RingHom.codomain_trivial_iff_range_eq_singleton_zero theorem

: (0 : β) = 1 ↔ Set.range f = {0}

Full source

/-- `f : α →+* β` has a trivial codomain iff its range is `{0}`. -/
theorem codomain_trivial_iff_range_eq_singleton_zero : (0 : β) = 1 ↔ Set.range f = {0} :=
  f.codomain_trivial_iff_range_trivial.trans
    ⟨fun h =>
      Set.ext fun y => ⟨fun ⟨x, hx⟩ => by simp [← hx, h x], fun hy => ⟨0, by simpa using hy.symm⟩⟩,
      fun h x => Set.mem_singleton_iff.mp (h ▸ Set.mem_range_self x)⟩

Trivial Codomain Characterization for Ring Homomorphisms via Range

Informal description

For a ring homomorphism $f : \alpha \to \beta$, the codomain $\beta$ is trivial (i.e., $0 = 1$ in $\beta$) if and only if the range of $f$ is the singleton set $\{0\}$.

RingHom.map_dvd theorem

(f : α →+* β) {a b : α} : a ∣ b → f a ∣ f b

Full source

protected theorem map_dvd (f : α →+* β) {a b : α} : a ∣ b → f a ∣ f b :=
  map_dvd f

Divisibility Preservation Under Ring Homomorphisms

Informal description

Let $f \colon \alpha \to \beta$ be a ring homomorphism between semirings $\alpha$ and $\beta$. For any elements $a, b \in \alpha$, if $a$ divides $b$ in $\alpha$, then $f(a)$ divides $f(b)$ in $\beta$.
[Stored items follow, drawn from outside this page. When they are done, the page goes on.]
PR #202, opened 2016-12-08
Add name of variables in header of populations file

migueldvb:
Although the ascii output is going to be deprecated it is still used to read the output populations. This changes the header to use whitespace delimiter for column names as in the rest of the file. The population file can then be read as CSV file by data analysis tools such as python pandas without having to specify
column names manually.


allegroLeiden:
Sounds sensible, but I am kind of lying on the floor with my tongue hanging out at the mo. 3 more work days then I go on holiday for 3 weeks. Maybe I'll have the energy to address these lime issues after that.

Function.Injective.isDomain theorem

 [Semiring α] [IsDomain α] [Semiring β] {F} [FunLike F β α] [MonoidWithZeroHomClass F β α] (f : F) (hf : Injective f) :
  IsDomain β

Full source

/-- Pullback `IsDomain` instance along an injective function. -/
protected theorem Function.Injective.isDomain [Semiring α] [IsDomain α] [Semiring β] {F}
    [FunLike F β α] [MonoidWithZeroHomClass F β α] (f : F) (hf : Injective f) : IsDomain β where
  __ := domain_nontrivial f (map_zero _) (map_one _)
  __ := hf.isCancelMulZero f (map_zero _) (map_mul _)

Injective Homomorphisms Preserve Domain Structure

Informal description

Let $\alpha$ and $\beta$ be semirings, with $\alpha$ being a domain (i.e., a nontrivial semiring where multiplication is cancellative for nonzero elements). Let $F$ be a type of homomorphisms from $\beta$ to $\alpha$ that preserve the multiplicative structure with zero (i.e., $F$ is a `MonoidWithZeroHomClass`). Given an injective homomorphism $f \colon \beta \to \alpha$ in $F$, then $\beta$ is also a domain.